=== Section Start ===

PR #1765, opened 2025-10-28
chore: Fix Ruby Version Management

arielvalentin:
Prior to this change, the RUBY_REQUIREMENT file was used to keep Ruby versions in sync, however toys will not detect a change to gem since the gemspec file was unaltered.

Rather than modify toys to be more flexible in this case, it will be easier to update the Ruby requirement in each gemspec using a script.

The script will write out diagnostic output of the gemspecs that were changed. E.g.

```ruby

$> bin/update-ruby-version 3.2

Updating Ruby version requirement to: >= 3.2
Finding gemspec files...
Found 62 gemspec files to update:
Updated: helpers/mysql/opentelemetry-helpers-mysql.gemspec
Updated: helpers/sql/opentelemetry-helpers-sql.gemspec
Updated: helpers/sql-obfuscation/opentelemetry-helpers-sql-obfuscation.gemspec
Updated: helpers/sql-processor/opentelemetry-helpers-sql-processor.gemspec
Updated: instrumentation/action_mailer/opentelemetry-instrumentation-action_mailer.gemspec
...
Updated: resources/google_cloud_platform/opentelemetry-resource-detector-google_cloud_platform.gemspec
Updated: sampler/xray/opentelemetry-sampler-xray.gemspec

Summary:
- Total files found: 62
- Successfully updated: 62

Done! All gemspecs have been updated to require Ruby >= 3.2

```

PR #1923, opened 2026-01-07
chore: Upgrade release system to the toys-release gem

=== Section End ===

● **Exercise description**: Your answer should be a single number: the count of lines in the data that include the word "helpers".

● **Finished exercise**: 4